Außerdem glaube ich das da die Endscheidung schon längs gefallen ist, quasi geheime Wahl!!!

gruß Helmut


----------



## MW (7 Dezember 2008)

Larry Laffer schrieb:


> *Die Wahl zum Anti-User 2008*
> 
> Was haltet ihr denn davon (ich bin mir hier aber bewußt, dass es dort nicht soviele Kandidaten gibt).



Mir fallen da gerade nur zwei mögliche Teilnehmer ein und ich bin mir sogar schon relativ sicher das es das Forumsmitglied wird, dessen Benutzernamen mit "J" anfängt ROFLMAO


----------



## zotos (7 Dezember 2008)

vierlagig schrieb:


> ich erwähne es gern nochmal ... alphabetisch ist echt schwer! ... scheiße jungs, ihr treibt den zotos noch in den wahnsinn!

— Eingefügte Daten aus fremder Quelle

PR #106, opened 2016-01-15
Fix version check for Ember Data 2.3.x

jkleinsc:
Ember Data 2.3.x no longer needs to be included in bower.json (see http://emberjs.com/blog/2016/01/12/ember-data-2-3-released.html), but the version check in Ember Pouch does not support this.  This PR changes the version check to look for either NPM Ember Data > 2.2.99 or Bower Ember Data > 1.12.99.


jkleinsc:
I'm not sure why Travis CI is failing.  When I run the tests locally they pass.

backspace:
Maybe [this](https://github.com/ember-cli/ember-cli/issues/5316)?

jkleinsc:
@backspace my commit includes pinning jQuery to 1.11.3, so I don't think that is the problem.  I think the issue may be that the version checker code doesn't quite work as expected with ember-try.  I am going to check in a fix that should address the issue.

backspace:
Oh, sorry, I missed that!

jkleinsc:
I found and fixed the issue and have squashed my commits, so this PR is ready to go.

nolanlawson:
Awesome, LGTM. Thank you!

nolanlawson:
@jkleinsc you're now a collaborator. :) The rules are pretty simple: open a PR and wait for someone to review and give a +1, unless it's something trivial like a README change - then just go ahead and merge it. Or timebomb it if nobody reviews after a few days. Welcome and thanks again!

Danke für Deinen Einsatz. Das Sortieren ist nicht wirklich wichtig. Als ich den Thread verfasst habe war ich mir noch nicht sicher wie ich die Auswertung automatisiere. Ich hab das gerade getestet und das manuelle sortieren ist erforderlich.

Die bisherige Beteiligung überrascht mich positiv.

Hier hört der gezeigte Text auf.